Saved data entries
Issue #52, opened 2021-02-25
hypper status command


mattfarina:
A `hypper status` command that tells you the status of a running instance of a chart.

PR #53, opened 2021-02-26
Add status command

Itxaka:
Basically lifted from the helm status command with minor changes:
 - Uses log-go for output
 - Removes tests for auto completion as we dont have that yet

Fixes: #52 

### DIFF
--- a/cmd/hypper/status.go
+++ b/cmd/hypper/status.go
@@ -1,0 +1,178 @@
+/*
+Copyright The Helm Authors, SUSE
+
+Licensed under the Apache License, Version 2.0 (the "License");
+you may not use this file except in compliance with the License.
+You may obtain a copy of the License at
+
+    http://www.apache.org/licenses/LICENSE-2.0
+
+Unless required by applicable law or agreed to in writing, software
+distributed under the License is distributed on an "AS IS" BASIS,
+WITHOUT WARRANTIES OR CONDITIONS OF ANY KIND, either express or implied.
+See the License for the specific language governing permissions and
+limitations under the License.
+*/
+
+package main
+
+import (
+	"fmt"
+	"github.com/Masterminds/log-go"
+	logio "github.com/Masterminds/log-go/io"
+	"github.com/rancher-sandbox/hypper/pkg/action"
+	"github.com/spf13/cobra"
+	"helm.sh/helm/v3/cmd/helm/require"
+	"helm.sh/helm/v3/pkg/chartutil"
+	"helm.sh/helm/v3/pkg/cli/output"
+	"helm.sh/helm/v3/pkg/release"
+	"io"
+	"strings"
+	"time"
+)
+
+// NOTE: Keep the list of statuses up-to-date with pkg/release/status.go.
+var statusHelp = `
+This command shows the status of a named release.
+The status consists of:
+- last deployment time
+- k8s namespace in which the release lives
+- state of the release (can be: unknown, deployed, uninstalled, superseded, failed, uninstalling, pending-install, pending-upgrade or pending-rollback)
+- revision of the release
+- description of the release (can be completion message or error message, need to enable --show-desc)
+- list of resources that this release consists of, sorted by kind
+- details on last test suite run, if applicable
+- additional notes provided by the chart
+`
+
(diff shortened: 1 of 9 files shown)


cmd/hypper/status.go
```diff
@@ -0,0 +1,177 @@
...
+
+			// strip chart metadata from the output
+			rel.Chart = nil
+
+			return outfmt.Write(wInfo, &statusPrinter{rel, false, client.ShowDescription})
+		},
+	}
+
+	f := cmd.Flags()
+
```
viccuad, line 74: nitpick: we could add the `--revision` and `--description` flags here, as Helm does

pkg/action/status.go
```diff
@@ -0,0 +1,48 @@
...
+package action
+
+import (
+	"helm.sh/helm/v3/pkg/release"
+)
+
+// Status is the action for checking the deployment status of releases.
+//
+// It provides the implementation of 'helm status'.
+type Status struct {
```
viccuad, line 23: The Status type could be a composite type of helm/pkg/status.Status, with cfg overloaded to our own Configuration type. That way new fields of helm/pkg/status.Status besides Version and ShowDescription would appear for us automatically. And we could reuse helm/pkg/status.Run().

But maybe for this simple type is more hassle than anything.

viccuad (dismissed):

cmd/hypper/status.go
Itxaka: great point, I missed that flag!

pkg/action/status.go
Itxaka: Nice idea, I have no idea how to do that but seems a good opportunity to learn!

cmd/hypper/status.go
Itxaka: should be fixed now!

pkg/action/status.go
Itxaka: done, thanks for the hint!

pkg/action/status.go
```diff
@@ -0,0 +1,33 @@
...
+
+import (
+	"helm.sh/helm/v3/pkg/action"
+)
+
+// Status is the action for checking the deployment status of releases.
+//
+// It provides the implementation of 'helm status'.
+type Status struct {
+	*action.Status
```
viccuad, line 24: I think that as it is, we are using Helm's `Configuration` type inside of the embedded `helm/pkg/action.Status` struct. But we have our own Hypper's `Configuration` type that we should be using. One needs to overload the `cfg` here:

```suggestion
	*action.Status
	 cfg *Configuration
```

If we don't overload, it may fail somewhere. We don't have unit tests on `NewStatus()` (Helm doesn't, either, because it seems to be a simple enough pkg). But at some point it would have failed.

viccuad (changes requested):
Nice and fast PR that looks good :).

pkg/action/status.go
mattfarina: As much as we can we should directly use the Helm packages as packages rather than copying code over. This way we inherit updates such as bug and security fixes.

viccuad: For what is worth, our `Configuration` type is also a composite type of Helm's `Configuration` type, exactly for that reason: to import Helm code and not copy it.

Itxaka: Dont we do the same on the `List` part? What is the difference?

Also, when calling `NewStatus` arent we passing our `Configuration` found at `hypper/pkg/action/action.go` which is a composite of our+helm one? I agree that using first helm config and then overloading ours is not ideal, as that could lead to bugs.

Like, I can change this, but we should agree on how to deal with this to make it standard across our code.

viccuad: @Itxaka  I think you are right, and actually List should be implemented as:

```
type List struct {
	*action.List
	cfg *Configuration
}
```

Aaaand that was an oversight from me when I implemented it. We should fix that in a follow-up PR :).

dragonchaser: Also we should not access the underlying helm code directly in a composition, this can and will cause weird problems, if needed overload and access indirectly through our own types.

viccuad (approved):

dragonchaser (approved):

* _TASK REQUIREMENTS_
Without skipping anything, transcribe every line above exactly.

* _ANSWER SECTION_
Issue #52, opened 2021-02-25
hypper status command


mattfarina:
A `hypper status` command that tells you the status of a running instance of a chart.

PR #53, opened 2021-02-26
Add status command

Itxaka:
Basically lifted from the helm status command with minor changes:
 - Uses log-go for output
 - Removes tests for auto completion as we dont have that yet

Fixes: #52 

### DIFF
--- a/cmd/hypper/status.go
+++ b/cmd/hypper/status.go
@@ -1,0 +1,178 @@
+/*
+Copyright The Helm Authors, SUSE
+
+Licensed under the Apache License, Version 2.0 (the "License");
+you may not use this file except in compliance with the License.
+You may obtain a copy of the License at
+
+    http://www.apache.org/licenses/LICENSE-2.0
+
+Unless required by applicable law or agreed to in writing, software
+distributed under the License is distributed on an "AS IS" BASIS,
+WITHOUT WARRANTIES OR CONDITIONS OF ANY KIND, either express or implied.
+See the License for the specific language governing permissions and
+limitations under the License.
+*/
+
+package main
+
+import (
+	"fmt"
+	"github.com/Masterminds/log-go"
+	logio "github.com/Masterminds/log-go/io"
+	"github.com/rancher-sandbox/hypper/pkg/action"
+	"github.com/spf13/cobra"
+	"helm.sh/helm/v3/cmd/helm/require"
+	"helm.sh/helm/v3/pkg/chartutil"
+	"helm.sh/helm/v3/pkg/cli/output"
+	"helm.sh/helm/v3/pkg/release"
+	"io"
+	"strings"
+	"time"
+)
+
+// NOTE: Keep the list of statuses up-to-date with pkg/release/status.go.
+var statusHelp = `
+This command shows the status of a named release.
+The status consists of:
+- last deployment time
+- k8s namespace in which the release lives
+- state of the release (can be: unknown, deployed, uninstalled, superseded, failed, uninstalling, pending-install, pending-upgrade or pending-rollback)
+- revision of the release
+- description of the release (can be completion message or error message, need to enable --show-desc)
+- list of resources that this release consists of, sorted by kind
+- details on last test suite run, if applicable
+- additional notes provided by the chart
+`
+
(diff shortened: 1 of 9 files shown)


cmd/hypper/status.go
```diff
@@ -0,0 +1,177 @@
...
+
+			// strip chart metadata from the output
+			rel.Chart = nil
+
+			return outfmt.Write(wInfo, &statusPrinter{rel, false, client.ShowDescription})
+		},
+	}
+
+	f := cmd.Flags()
+
```
viccuad, line 74: nitpick: we could add the `--revision` and `--description` flags here, as Helm does

pkg/action/status.go
```diff
@@ -0,0 +1,48 @@
...
+package action
+
+import (
+	"helm.sh/helm/v3/pkg/release"
+)
+
+// Status is the action for checking the deployment status of releases.
+//
+// It provides the implementation of 'helm status'.
+type Status struct {
```
viccuad, line 23: The Status type could be a composite type of helm/pkg/status.Status, with cfg overloaded to our own Configuration type. That way new fields of helm/pkg/status.Status besides Version and ShowDescription would appear for us automatically. And we could reuse helm/pkg/status.Run().

But maybe for this simple type is more hassle than anything.

viccuad (dismissed):

cmd/hypper/status.go
Itxaka: great point, I missed that flag!

pkg/action/status.go
Itxaka: Nice idea, I have no idea how to do that but seems a good opportunity to learn!

cmd/hypper/status.go
Itxaka: should be fixed now!

pkg/action/status.go
Itxaka: done, thanks for the hint!

pkg/action/status.go
```diff
@@ -0,0 +1,33 @@
...
+
+import (
+	"helm.sh/helm/v3/pkg/action"
+)
+
+// Status is the action for checking the deployment status of releases.
+//
+// It provides the implementation of 'helm status'.
+type Status struct {
+	*action.Status
```
viccuad, line 24: I think that as it is, we are using Helm's `Configuration` type inside of the embedded `helm/pkg/action.Status` struct. But we have our own Hypper's `Configuration` type that we should be using. One needs to overload the `cfg` here:

```suggestion
	*action.Status
	 cfg *Configuration
```

If we don't overload, it may fail somewhere. We don't have unit tests on `NewStatus()` (Helm doesn't, either, because it seems to be a simple enough pkg). But at some point it would have failed.

viccuad (changes requested):
Nice and fast PR that looks good :).

pkg/action/status.go
mattfarina: As much as we can we should directly use the Helm packages as packages rather than copying code over. This way we inherit updates such as bug and security fixes.

viccuad: For what is worth, our `Configuration` type is also a composite type of Helm's `Configuration` type, exactly for that reason: to import Helm code and not copy it.

Itxaka: Dont we do the same on the `List` part? What is the difference?

Also, when calling `NewStatus` arent we passing our `Configuration` found at `hypper/pkg/action/action.go` which is a composite of our+helm one? I agree that using first helm config and then overloading ours is not ideal, as that could lead to bugs.

Like, I can change this, but we should agree on how to deal with this to make it standard across our code.

viccuad: @Itxaka  I think you are right, and actually List should be implemented as:

```
type List struct {
	*action.List
	cfg *Configuration
}
```

Aaaand that was an oversight from me when I implemented it. We should fix that in a follow-up PR :).

dragonchaser: Also we should not access the underlying helm code directly in a composition, this can and will cause weird problems, if needed overload and access indirectly through our own types.

viccuad (approved):

dragonchaser (approved):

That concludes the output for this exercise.